Keeping things by-the-book, all of the contestants were required to pass a drug test as part of the screening process. One of the artists who goes by the moniker Grimnasty confirmed the obligation but claimed it was because of all the running and climbing they had to do. “Yeah,” he said about taking the drug test. “I think it’s because of the physical activity.”

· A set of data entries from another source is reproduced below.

PR #897, opened 2026-09-01
feat(level): fire a cancellable event for automatic block drops

w1zardz:
Delayed block physics can remove compound blocks long after placement has returned. Expose the exact source, whole drop batch and every main-layer cell synchronously replaced by the break chain so plugins can apply provenance rules and finish bookkeeping once at the outermost event. Direct drops from Block.onBreak are filtered at their exact source for both world- and player-started chains, while the player primary batch and block-entity contents remain on their existing paths.

### DIFF
--- a/src/main/java/cn/nukkit/block/BlockDoor.java
+++ b/src/main/java/cn/nukkit/block/BlockDoor.java
@@ -232,7 +232,6 @@ public abstract class BlockDoor extends BlockTransparentMeta implements Faceable
                 Block up = this.up();
 
                 if (up instanceof BlockDoor) {
-                    this.getLevel().setBlock(up, Block.get(BlockID.AIR), false);
                     this.getLevel().useBreakOn(this, getToolType() == ItemTool.TYPE_PICKAXE ? Item.get(ItemID.DIAMOND_PICKAXE) : Item.get(Item.WOODEN_PICKAXE)); // Drop iron doors
                 }
 
--- a/src/main/java/cn/nukkit/block/BlockPistonBase.java
+++ b/src/main/java/cn/nukkit/block/BlockPistonBase.java
@@ -219,11 +219,10 @@ public abstract class BlockPistonBase extends BlockSolidMeta implements Faceable
             List<Block> destroyBlocks = calculator.getBlocksToDestroy();
             for (int i = destroyBlocks.size() - 1; i >= 0; --i) {
                 Block block = destroyBlocks.get(i);
-                this.level.useBreakOn(block, null, null, true);
-
                 if (Server.getInstance().dropSpawners && block instanceof BlockMobSpawner){
-                    this.level.dropItem(block.add(0.5, 0.5, 0.5), Item.get(Item.MONSTER_SPAWNER, 0, 1));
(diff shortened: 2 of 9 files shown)


tachibana-kanade-angel:
## 🤖 AI Review

### Summary
This PR introduces `AutomaticBlockDropsEvent` to expose drops from automatic (non-player) block break chains, with a trace (`AutomaticBlockBreakTrace`) that records every main-layer block replaced during the chain and a guard (`CreativePlacementDropGuard`) that suppresses drops from creative placement side effects. The overall design is sound: the event has a proper static `HandlerList`, is dispatched via `callEvent`, and the terminal/direct drop split is well documented. One correctness issue in nested break chains needs to be addressed before merge.

### Issues Found
#### Blocking Issues
- `Level.java:2683-2693`, `Level.java:2943-2973`, `AutomaticBlockBreakTrace.java:27-39` — Nested automatic breaks reclassify their primary drops as direct `onBreak` drops. When an inner automatic break runs inside an outer break's `onBreak`, the inner scope closes and the inner terminal event fires first, but the outer scope is still active. Because `record()` copies every change into *all* active scopes, the inner target block is present in the outer scope's changed map, so when the inner (already filtered) drops spawn via the public `dropItem` path at `Level.java:2971`, `directDropSource` matches them again and fires a second `AutomaticBlockDropsEvent` with an empty changed-block list and `isOutermostBreak() == false`. Consequences: (1) listeners receive duplicate events for one physical drop, and (2) a plugin that cancels direct/secondary events can suppress legitimate nested primary drops that already passed the inner terminal event. This contradicts the stated goal of finishing bookkeeping once per drop. Verified against the code: inner drop spawning happens after the inner scope's `close()` but while the outer scope remains active.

D.A.R.E. is a nonprofit, by the way, that counts on funding from the DEA, Department of Defense and various pharmaceutical companies such as the Pharmaceutical Research and Manufactures of America (PhRMA). I asked Banks if the drug testing was a condition set by D.A.R.E., but she refused to answer clearly. All she kept saying was that D.A.R.E. has a “moral clause” and that I needed to contact Oxygen to ask them how they fulfilled that prerequisite. So I did.

“Unfortunately, we do not discuss the network’s casting process for any of our shows,” said NBCUniversal spokesperson for Oxygen Ryan McCormick. ANIMAL reached out to executive producer and judge Justin Bua, but he didn’t respond.

So there you have it: D.A.R.E, an organization started by the LAPD to combat drug and gangs in the early 80s and were also witness to one of the greatest increases of drug and gang activity in Los Angeles, now support “street art.” I knew Oxygen’s new show was full of shit, I just didn’t know how deep it was.